E se tratando em groove em terra brasilis, talvez nenhuma banda tenha lançado tantos discos como o Prog Jazz do Absurdo. Combo paulista de Jazz radicado nos mais cavernosos improvisos do Funk ao Free, o quarteto lançou 6 discos de estúdio e 2 trampos ao vivo em menos de 12 meses.

Reza a lenda que enquanto batuco as teclas uma nova sessão está sendo mixada... Trocadinhos à parte, o projeto que a banda concretizou no BTG Studio mereceu uma análise mais profunda. Nós resenhamos um dos discos (o visionário "Peppa Prog") - uma excêntrica mistura de King Crimson com Peppa Pig - mas seria injusto não falar dos outros registros.

Foto: Emanuel Coutinho

Do Gospel até o Funk, passando pelo baião, Rock Progressivo, Fusion ou Free Jazz, pode confiar que o grupo formado por Rob Ashtoffen (baixo), Conrado Vieira (teclados/sintetizadores), Vitor Coimbra (bateria) e Victor "TED" Prado (trompa) sabe como subverter a linguagem do Jazz para ressignificar o conceito da improvisação livre.

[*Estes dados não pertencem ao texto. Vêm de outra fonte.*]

Issue #899, opened 2018-10-23
Handle slash.exclude decorator for fixtures


ayalash:
Currently, when a fixture is decorated with `slash.exclude`, slash silently ignores it. It should either exclude the parameters accordingly or forbid it.

ayalash:
After discussion with @vmalloc , it was decided to support `slash.exclude` for fixtures.

ayalash:
Easy reproduction, for this file:
```
$ cat /tmp/test_slash.py 
import slash


@slash.parameters.iterate(fx_param=['a', 'b'])
@slash.exclude("fx_param", ["a"])
@slash.fixture
def my_fixture(fx_param):
    pass

def test_fixutre(my_fixture):
    pass

@slash.parameters.iterate(fx_param=['a', 'b'])
@slash.exclude("fx_param", ["a"])
def test_without_fixture(fx_param):
    pass
```
Execution results:
```
$ slash run /tmp/test_slash.py
4 tests collected   
[2019-07-31 17:29:50] #1: /tmp/test_slash.py:test_fixutre(my_fixture.fx_param=a)
[2019-07-31 17:29:50] #2: /tmp/test_slash.py:test_fixutre(my_fixture.fx_param=b)
[2019-07-31 17:29:50] #3: /tmp/test_slash.py:test_without_fixture(fx_param=a)
Skipped: Excluded due to parameter combination exclusion rules, Test: </tmp/test_slash.py:test_without_fixture(fx_param=a)>
[2019-07-31 17:29:50] #4: /tmp/test_slash.py:test_without_fixture(fx_param=b)
======================================================= Session ended. 3 successful, 0 skipped, 0 failed, 0 erroneous. 1 not run. Total duration: 00:00:00 =======================================================
```

PR #1026, opened 2020-06-26
#899: Support slash.exclude decorator for fixtures

yaelmi3:


vmalloc:
@yaelmi3 I think this needs a changelog entry...

tests/test_fixture_exclusion.py
```diff
@@ -96,3 +96,26 @@ def test_invalid_exclude_patterns(names, values):
...
+    with slash.Session() as s:
+
+        @s.fixture_store.add_fixture
+        @slash.parametrize('param', [1, 2])
+        @slash.exclude("param", [1])
+        @slash.fixture
+        def fixture1(param):
+            return param
+
+        def test_something(fixture1):
```
vmalloc, line 112: I think this test case should have an additional fixture that is parametrized and not marked with exclude to make sure this plays well together...

yaelmi3: Fixed

vmalloc:
Thanks!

Os 6 discos listados abaixo são da sessão realizada em julho ao lado de Zeca Leme (mixagem/masterização) do BTG Studio. Com tudo registrado em take único, sem ensaio e puro improviso, o grupo fez uma jam que compreendeu 4 horas e 33 minutos, mas antes disso a banda já tinha lançado o "Água de Xuca" e o ácido "Curso de Harmonia e Rítmica para Idiotas", os trampos que plantaram a semente para essa verdadeira odisseia Jazzística.

Sessão - BTG Studio


"Prog Jazz Para Baixinhos"


Line Up:
Conrado Viera (teclados/sintetizadores)
Sintia Piccin Fermino (saxofone)
Richard Fermino (saxofone/trompete)
Mariana Fermino (flauta/voz)
Gabriel Fermino (saxofone)
Vitor Coimbra (bateria)
Rob Ashtoffen (baixo)
Tahyná Oliveira (flauta/piccolo)
Victor "TED" Prado (trompa)


Arte: Welder Rodrigues

Track List:
"Chavez Sai da Vila Prog (Parte 1)"
"Chavez Sai da Vila Prog (Parte 2)"
"Despontando Rumo ao Anonimato"
"A Volta da Vila Prog"
"Groove do Chavez"
"Suco de Tamarindo"
"Uma Tira da Pesada"
"Nossa Turma"
"Vem Ser Feliz Com o Prog Jazz do Absurdo"
"The Real Kenny G"


Gravado com o intuito de criar um plano de fundo orientado ao repertório infantil, o Prog Jazz Para Baixinhos" foi resultado de uma sessão de improvisos que, mais do que mostrar a beleza dos arranjos da trilha sonora do Chavez, primam por propor visões completamente novas para sons que fizeram parte da sua infância.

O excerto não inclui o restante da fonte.